Liu Zhi, Shu Wendi, Shen Guojiang, Kong Xiangjie
College of Computer Science and Technology, Zhejiang University of Technology, Hangzhou, Zhejiang, China.
PeerJ Comput Sci. 2021 Mar 25;7:e446. doi: 10.7717/peerj-cs.446. eCollection 2021.
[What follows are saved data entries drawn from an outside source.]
PR #953, opened 2020-01-10
Clarify A1b2

### LINKED ISSUE #616: Possible bug with stopwatches and timer resets
According to A1b2, it seems that if the time limit for an event is over 10 minutes, the competitor is not DNFed for a timer reset, and instead the stopwatch time is used. This is inconsistent with events with time limits under 10 minutes. Is this considered a bug or intended?

Goosly:
Fixes #616

### DIFF
--- a/wca-regulations.md
+++ b/wca-regulations.md
@@ -357,7 +357,7 @@ Note: Because Article and Regulation numbers are not reassigned when Regulations
         - A1a5) The time counting towards the time limit for an attempt is either the result after time penalties are applied (if the result was not DNF) or the time elapsed in the solve (if the result was DNF).
     - A1b) If the time limit for an attempt is greater than 10 minutes, a stopwatch must be used for timekeeping.
         - A1b1) A Stackmat must be used in addition to the stopwatch. Exception: for events without inspection where the competitor is expected to exceed 10 minutes, use of the Stackmat is optional.
-        - A1b2) If a time from the Stackmat timer is available, it is the original recorded time. Otherwise (e.g. the Stackmat timer malfunctioned, ran for over 10 minutes or wasn't used at all), the stopwatch time is the original recorded time.
+        - A1b2) If a time from the Stackmat timer is available, it is the original recorded time. Otherwise (e.g. the Stackmat timer malfunctioned, ran for over 10 minutes or was not used at all), the stopwatch time is the original recorded time.
     - A1c) A competitor participating in an event must be able to fulfill the event's requirements (see [Regulation 2k6](regulations:regulation:2k6)).
 - A2) Scrambling:
     - A2a) When called for a round, the competitor submits the puzzle, in its solved state, to the scrambler. The competitor then waits in their assigned Competitors Area until they are called to compete.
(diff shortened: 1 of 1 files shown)


Ivan-Brigidano (commented):
Thanks for submitting this @Goosly!
This could be achieved with an example inside the regulation (as you proposed) or a guideline. Is there a specific reason why you think this is better with an example inside the regulation rather than an independent guideline?

xsrvmy:
I originally reported 616 because I believed this is not the intended interpretation. WRC porbably should comment on this.

Goosly:
@Ivan-Brigidano A1b2 says "If a time from the Stackmat timer is available" but it is not defined what "available" means. The definition of "available" should be in the regulations, not hidden in the guidelines.

@xsrvmy This came up in a report thread recently and the WRC commented there.

wca-regulations.md
```diff
@@ -357,7 +357,7 @@ Note: Because Article and Regulation numbers are not reassigned when Regulations
         - A1a5) The time counting towards the time limit for an attempt is either the result after time penalties are applied (if the result was not DNF) or the time elapsed in the solve (if the result was DNF).
     - A1b) If the time limit for an attempt is greater than 10 minutes, a stopwatch must be used for timekeeping.
         - A1b1) A Stackmat must be used in addition to the stopwatch. Exception: for events without inspection where the competitor is expected to exceed 10 minutes, use of the Stackmat is optional.
-        - A1b2) If a time from the Stackmat timer is available, it is the original recorded time. Otherwise, the stopwatch time is the original recorded time.
+        - A1b2) If a time from the Stackmat timer is available, it is the original recorded time. Otherwise (e.g. the Stackmat timer malfunctioned or ran for over 10 minutes), the stopwatch time is the original recorded time.
```
Claster: Otherwise (e.g. the Stackmat timer malfunctioned, ran for over 10 minutes **or wasn't used at all**)

Goosly: ✔️

wca-regulations.md
```diff
@@ -357,7 +357,7 @@ Note: Because Article and Regulation numbers are not reassigned when Regulations
         - A1a5) The time counting towards the time limit for an attempt is either the result after time penalties are applied (if the result was not DNF) or the time elapsed in the solve (if the result was DNF).
     - A1b) If the time limit for an attempt is greater than 10 minutes, a stopwatch must be used for timekeeping.
         - A1b1) A Stackmat must be used in addition to the stopwatch. Exception: for events without inspection where the competitor is expected to exceed 10 minutes, use of the Stackmat is optional.
-        - A1b2) If a time from the Stackmat timer is available, it is the original recorded time. Otherwise, the stopwatch time is the original recorded time.
+        - A1b2) If a time from the Stackmat timer is available, it is the original recorded time. Otherwise (e.g. the Stackmat timer malfunctioned, ran for over 10 minutes or wasn't used at all), the stopwatch time is the original recorded time.
```
```suggestion
        - A1b2) If a time from the Stackmat timer is available, it is the original recorded time. Otherwise (e.g. the Stackmat timer malfunctioned, ran for over 10 minutes or was not used at all), the stopwatch time is the original recorded time.
```

Ivan-Brigidano: As is just a format modification, I'm directly merging this into your PR
Edit: Apparently I can't push to "this repository". Probably because you configured the PR so administrators can't directly submit changes

Goosly: image

Ivan-Brigidano: I was not able to to commit as a suggestion but I was able to commit as a standard commit 🤷‍♂️

Ivan-Brigidano (approved):
LGTM!

xsrvmy:
What happens if the timer does not start? (wasn't used at all would imply using stopwatch, but again inconsistency)

wca-regulations.md
xsrvmy: A stackmat cannot run for over 10 minutes. A better wording would be "stopped after 10 minutes", or "the solve exceeded 10 minutes"

Goosly:
> What happens if the timer does not start?

The same as when there is no stopwatch, that is the whole point of this regulation.

PR #958, opened 2020-01-27
Improve wording of 9g. Fixes #957

### LINKED ISSUE #957: Clarify that a cutoff is a requirement, not a result
As discussed in the report thread of Guildford Open 2020

Goosly:
Fixes #957


Nanush7 (approved):
Hi,
I read the Guildfold Open 2020 thread.
As an addition to the change I would add a mathematical expresion, just like: _"**< 2 minutes** and not **<= 2 minutes**"_. I don't know if I'm being clear.
I suggest this because for some people it would be easier to understand.
I don't even know if using mathematical expresions is a good practise for this kind of documents, it's just a suggestion.

xsrvmy:
I believe in the past, top X places cutoffs were allowed. This would reintroduce that possibility. There should be a clarification that the cutoff must be a result rather than a placement.

Samuel-Baird:
The line that caused the issue at Guildford Open 2020 was A, in order to fix future issues then A should be changed to something more similar to B. Also the current PR draft is conflicting with the use of "better than" and "meets" so it's even more confusing than current regs :P the current wording seems to mean "better than or equal to" so changing it to that (or not changing it from the current regs) should fix the issue

A. Current line in 9g
If the competitor meets the cutoff requirement in at least one of their cutoff phase attempts, they are eligible for the remaining attempts.

B. Improved line in 9g
If the competitor meets or achieves a result better than the cutoff result in at least one of their cutoff phase attempts, they are eligible for the remaining attempts.

Goosly:
"meet" refers to "requirement"
"better than" refers to 2 minutes.
"better than 2 minutes" is a requirement.

It's not conflicting.

sam596:
I agree that this is not conflicting and is a lot more clear than it is currently. Meeting a requirement of less than two minutes is (more or less) the same as beating the result of 2 minutes. Meeting the requirement sounds more "professional" for lack of a better term.

Samuel-Baird:
I think I realized where my confusion has come from, this PR should be fine. I do see an issue though, some scorecards like the first one below use the format < cutoff while others like the second just list a time as the cutoff (cubecomps follows this format iirc). This is why I was thinking that it was conflicting. The second scorecard list 1:15.00 as the cutoff, "meets" would make you think that a result of 1:15.00 or better allows them to finish their average/meanwhile the use of "better than" would allow them to continue only if they get a time better than 1:14.99.

If this PR gets accepted then maybe a 9g1 or 9g+ should be created stating that if a time of X is listed for the cutoff then the cutoff will be interpreted as < X? 

Capture

43567004-f7e82b7a-9662-11e8-8dd3-d8cf3fa6ed4d

Ivan-Brigidano:
What about making an EXAMPLE Guideline?
This would make the Regulation much clearer.

sam596:
@UnderwaterCuber

The problem is not the scoresheets. Scoresheets aren't what define what the cutoff is for an event, The WCA Events page does.

The problem is that the regulations currently define a cutoff as a time you have to meet, not a requirement you have to meet.

@Ivan-Brigidano
I don't agree with making a guideline as this is pivotal to how the cutoff system is defined.

Samuel-Baird:
> @UnderwaterCuber
> 
> The problem is not the scoresheets. Scoresheets aren't what define what the cutoff is for an event, The WCA Events page does.
> 
> The problem is that the regulations currently define a cutoff as a time you have to meet, not a requirement you have to meet.
> 
> @Ivan-Brigidano
> I don't agree with making a guideline as this is pivotal to how the cutoff system is defined.

I am aware of that,I don’t think all of the judges at comps are looking at the WCA events page though :P I think it could be nice to clarify the issue in the regs but ultimately organizers should be responsible for making sure the scorecards make sense

Ivan-Brigidano (approved):
LGTM. @thewca/wrc-team if you are fine with the PR, we can merge it.

Ivan-Brigidano:
See #1011

PR #1163, opened 2023-09-29
Clarify timing inspection

Nevseros:


wca-regulations.md
```diff
@@ -415,7 +415,7 @@ Note: Because Article and Regulation numbers are not reassigned when Regulations
 - A4) Starting the solve:
     - A4b) The competitor uses their fingers to touch the elevated sensor surfaces of the Stackmat timer. The competitor's palms must be facing down, and located on the side of the timer that is closer to the competitor. Penalty: time penalty (+2 seconds).
         - A4b1) The competitor must have no physical contact with the puzzle while starting the solve. Penalty: time penalty (+2 seconds).
-    - A4d) If a Stackmat timer is in use, the competitor should keep their hands on the timer until they see a green timer light. They start the solve by removing their hands from the timer (thus starting the timer).
+    - A4d) If a Stackmat timer is in use, the competitor should keep their hands on the timer until they see a green timer light. They start the solve by removing their hands from the timer and starting the timer.
```
CarterKoala:
```suggestion
    - A4d) If a Stackmat timer is in use, the competitor should keep their hands on the timer until they see a green timer light. The timer is started when they remove their hand(s) from the timer. The competitor starts the solve by starting the timer.
```

wca-regulations.md
```diff
@@ -463,7 +463,7 @@ Note: Because Article and Regulation numbers are not reassigned when Regulations
...
     - B2b) When using the Stackmat timer, the competitor uses their fingers to touch the elevated sensor surfaces of the timer. The competitor's palms must be facing down, and located on the side of the timer that is closer to them. Penalty: time penalty (+2 seconds).
     - B2c) When using the Stackmat timer, the competitor must have no physical contact with the puzzle or the puzzle cover while starting the attempt. Penalty: time penalty (+2 seconds).
-    - B2d) When using the Stackmat timer, the competitor starts the attempt by removing their hands from the timer, thus starting the timer. (This also starts the solve.)
+    - B2d) When using the Stackmat timer, the competitor starts the attempt by removing their hands from the timer and starting the timer. (This also starts the solve.)
```
CarterKoala:
```suggestion
    - B2d) When using the Stackmat timer, the competitor should keep their hands on the timer until they see a green timer light. The timer is started when they remove their hand(s) from the timer. The competitor starts the attempt and the solve by starting the timer.
```
Not sure if we should update "When using the Stackmat timer" to "If a Stackmat timer is in use" since that is what is used in Article A

wca-regulations.md
Nanush7:
```suggestion
    - A4d) If a Stackmat timer is in use, the competitor should keep their hands on the timer until they see the green timer light. The timer is started when the green light of the timer is on and the competitor removes a hand from the timer. The competitor starts the solve by starting the timer.
```

OJCubing:
I think this PR has missed the point entirely of my original intention for it. The current suggestion clarifies the start of the solve better from the competitor's point of view, but I think it is important to clarify from the judge's point of view.

For example:
A3b5) The judge stops timing inspection when the competitor lifts their hands from the timer and the timer has started.

Importantly, A) bad judges will stop timing inspection when the competitor puts their hands on the timer and B) even good judges will stop when the competitor lifts their hands from the timer, regardless of whether the timer has started or not.

I actually think it is too difficult to tell the timer has started, so in my opinion, the solve should start once the competitor releases their hands from the timer, regardless of whether it has started or not (in other words, no retries), but I think people aren't in favour of that.

wca-regulations.md
Nevseros: @Nanush7 IMO, overkill

CarterKoala (approved):

PR #1166, opened 2023-10-04
Fix inspection timeframe and add 2 clarifications

Nevseros:


nsilvestri:
I prefer this option over #1170 because it is clearer to me that passing the 15-second threshold numerically is also passing the penalty threshold. It's the same vein for people calling a 4.99 solve a "4" even though it is much closer to 5. By extension, it feels easier to communicate that a "15 or 16" is a penalty, and a "17 or higher" is a DNF, rather than make exceptions for "exactly 15".

Similarly, I feel like choosing `> 15.00` leaves some ambiguity around timers with thousandths-place precision. I could see a confused judge make the mistake of ruling a 15.001 as OK because they're used to dropping the thousandths-place when recording attempt times.

Rouxles (approved):

PR #1170, opened 2023-10-11
Alternate fix of inspection timeframe

CarterKoala:
Same idea as #1166, would implement one or the other. This one has 15.00 seconds of inspection as no penalty


nsilvestri:
Left this comment on the other PR but it seems more relevant here:

I feel like this option leaves some ambiguity around timers with thousandths-place precision. I could see a confused judge make the mistake of ruling a 15.001 as OK because they're used to dropping the thousandths-place when recording attempt times.

Rouxles (approved):
approve, but not necessarily implementing

Nevseros:
Closing and merging #1163 instead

Urban expressways provide an effective solution to traffic congestion, and ramp signal optimization can ensure the efficiency of expressway traffic. The existing methods are mainly based on the static spatial distance between mainline and ramp to achieve multi-ramp coordinated signal optimization, which lacks the consideration of the dynamic traffic flow and lead to the long time-lag, thus affecting the efficiency. This article develops a coordinated ramp signal optimization framework based on mainline traffic states. The main contribution was traffic flow-series flux-correlation analysis based on cross-correlation, and development of a novel multifactorial matric that combines flow-correlation to assign the excess demand for mainline traffic. Besides, we used the GRU neural network for traffic flow prediction to ensure real-time optimization. To obtain a more accurate correlation between ramps and congested sections, we used gray correlation analysis to determine the percentage of each factor. We used the Simulation of Urban Mobility simulation platform to evaluate the performance of the proposed method under different traffic demand conditions, and the experimental results show that the proposed method can reduce the density of mainline bottlenecks and improve the efficiency of mainline traffic.
城市快速路为交通拥堵提供了有效的解决方案,匝道信号优化可确保快速路交通的效率。现有方法主要基于主线与匝道之间的静态空间距离来实现多匝道协调信号优化,缺乏对动态交通流的考虑,导致时间滞后较长,从而影响效率。本文基于主线交通状态开发了一种协调匝道信号优化框架。主要贡献在于基于互相关的交通流-序列通量-相关性分析,以及开发一种结合流量相关性的新型多因素矩阵来分配主线交通的过剩需求。此外,我们使用门控循环单元(GRU)神经网络进行交通流预测以确保实时优化。为了获得匝道与拥堵路段之间更准确的相关性,我们使用灰色关联分析来确定各因素的占比。我们使用城市交通仿真(SUMO)平台评估所提方法在不同交通需求条件下的性能,实验结果表明所提方法可降低主线瓶颈密度并提高主线交通效率。